Have you made your choice for your flintlock?


----------



## leoparddog (Sep 11, 2017)

I had entertained the thought of getting a kit from Chambers and doing it myself, but given the cost of the parts, I've decided to find someone to assemble it for me - an Isaac Haines in .54 caliber.  I've made some connections this year via the CLA on Facebook with some gunsmiths who can do the work.  A little more money invested but I'll end up with a nicer rifle.  I'm going to keep it fairly plain.


----------



## Muldoon (Sep 12, 2017)

Go no further than here:

flintshooter@outlook.com

TOM WATSON


----------



## Darkhorse (Sep 14, 2017)

That's the way to do it...start with the best.

But check out your gunsmith real good. A buddy of mine contracted with a gunmaker he met at an arts and crafts fair.
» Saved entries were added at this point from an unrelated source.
PR #207, opened 2024-05-03
Fix disconnect hook and singleplayer check

MattSturgeon:
Fixes a long-standing issue with the on-disconnect hook not being specific enough to disconnecting from a world. This was highlighted by an [incompatibility](https://github.com/MinecraftFreecam/Freecam/issues/206) with Lunar Client.

Also fixes a minor issue where hosted LAN worlds are not considered as "singleplayer"; instead we should check if an integrated server is running the world.

Here's some builds since the CI isn't triggering: [pr-207.zip](https://github.com/MinecraftFreecam/Freecam/files/15205647/pr-207.zip)


Itznicd:
It works! please add this fix into all future versions 🙏

hashalite (approved):

PR #217, opened 2024-06-03
CI fixes

MattSturgeon:
- **Enable `build` CI on PRs**
This should make the build workflow run on PRs too, as originally intended.\
It may end up running twice when pushing to PRs on non-fork branches though...

- **Use owner's PAT in bump-version CI**
To bypass branch protection, we can use a Personal Access Token generated on @hashalite's account. Should be added to the repo secrets as "`HASHALITE_PAT`".

- **Ensure bump-version commits as a bot**
This is the default anyway for the _committer_, but for _author_ [stefanzweifel/git-auto-commit-action](https://github.com/stefanzweifel/git-auto-commit-action) uses the last commit's author, which may or may not be the same as the CI's triggerer (`github.actor`).

### DIFF
--- a/.github/workflows/bump-version.yaml
+++ b/.github/workflows/bump-version.yaml
@@ -66,6 +66,11 @@ jobs:
           # We need to commit as a user to ensure CI is run on the commit
           # We need to push as an admin/owner to bypass branch-protection
           token: ${{ secrets.HASHALITE_PAT }}
+          # Ensure we commit as a bot, since we can't reliably get an author slug from `github.actor`
+          commit_user_name: github-actions[bot]
+          commit_user_email: 41898282+github-actions[bot]@users.noreply.github.com
+          commit_author: ${{ github.actor }} <41898282+github-actions[bot]@users.noreply.github.com>
+          # The commit message, specify the new version
           commit_message: Bump version to ${{ steps.new_props.outputs.mod_version }}
 
       - name: Summarize
--- a/.github/workflows/bump-version.yaml
+++ b/.github/workflows/bump-version.yaml
@@ -21,9 +21,9 @@ on:
 concurrency:
   group: builds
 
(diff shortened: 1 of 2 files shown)


.github/workflows/bump-version.yaml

The guy said all the right things I guess cause my buddy just plunked down his money.
His rifle ended up being a piece of c***! He brought me the rifle to tune the lock as the trigger pull was gritty and real heavy. I took the lock out and the inside was almost rusted beyond saving. Just a couple of weeks from the builder.
I told him to send it back to the builder. There was other things wrong with the rifle too.
I don't know Tom Watson but if Muldoon recommends him then I'd check him out.


----------



## Muldoon (Sep 14, 2017)

*Rifle Builder*



Darkhorse said:


> That's the way to do it...start with the best.
> 
> But check out your gunsmith real good. A buddy of mine contracted with a gunmaker he met at an arts and crafts fair. The guy said all the right things I guess cause my buddy just plunked down his money.
> His rifle ended up being a piece of c***! He brought me the rifle to tune the lock as the trigger pull was gritty and real heavy. I took the lock out and the inside was almost rusted beyond saving. Just a couple of weeks from the builder.
> ...



Tom is from Georgia; builds excellent ML and has been so for over 40 years. His son is also building now and based upon Tom's ethical bearing I'd venture to say...."Like father....like son!" I purchased a flintlock from Tom couple years ago and the quality of work is excellent and the rifle is a proverbial tack-driver of .50 caliber!


----------



## leoparddog (Nov 30, 2017)

I put in my order tonight for a Late Lancaster kit from TVM!  I don't know when it will arrive yet, but I'm looking forward to building my own first flintlock rifle. 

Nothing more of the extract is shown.